Cookbooks – a different flavour of technical editing

Normally, when you think of technical editing, what comes to mind are documents such as journal articles, doctoral theses, government reports, software manuals and guidelines. You probably don’t think about cookbooks.

Cookbooks, however, are pretty technical beasts. Editing and proofreading cookbooks needs a terrier-like nose for inconsistencies. The big items to look out for are how to treat ingredient names, measurements and conversions, and how the methods are phrased.

For example, is it feta, fetta, or feta cheese? Yogurt, yoghurt or yoghourt? Cups and tablespoons or grams (ounces)? Are you placing the pasta (wholewheat or wholemeal?) in a medium saucepan over high heat? Are you sprinkling fresh coriander (cilantro) over the dish, to serve? How many fluid ounces are in 100ml? 3, 3¼ or 3½? Should it be 1 cup sliced strawberries or 1 cup strawberries, sliced (noting how these quantities will be different)?

Each of these decisions must be applied consistently throughout the cookbook. This is where a detailed style sheet is essential. Many publishers have in-depth style sheets and conversion charts but, where one isn’t supplied with a job, I’ll always make up one from scratch, including a word list (with alternative names), the preferred order of units (e.g. cups/metric/imperial), and details about heading hierarchies.

There are also structural decisions, which relate to how the book will be used by the reader/cook. Is this recipe in the correct chapter, or would it be better served in another chapter? Has there already been a similar recipe in this book? Is there something glaring that’s missing? Will the reader know what this ingredient is, or where to find it, or if it can be substituted?

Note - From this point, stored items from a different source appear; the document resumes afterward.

PR #49, opened 2017-04-04
Add option to make new window frameless

BenLambertNcl:
Only works in Electron and OpenFin. Also added option to make window transparent.

### DIFF
--- a/packages/api-electron/index.js
+++ b/packages/api-electron/index.js
@@ -26,12 +26,13 @@ module.exports = (appJson) => {
   });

Also needing consideration is the order of ingredients and phrasing of the method. Are the ingredients included in order of appearance in the method? Is there anything missing/extraneous? Does the method follow a logical order – are you preheating the oven before making the biscuit dough, for example? When should you be greasing and lining your cake tin? Does the recipe for Chilli Sauce that’s cross-referenced in the ingredients list exist, and is it named consistently throughout?

Perhaps most importantly, even though a cookbook is basically a technical food preparation manual, there is a certain magic to the culinary process. I don’t want to edit the life out of a cookbook, but I do want to make sure the reader keeps coming back for more.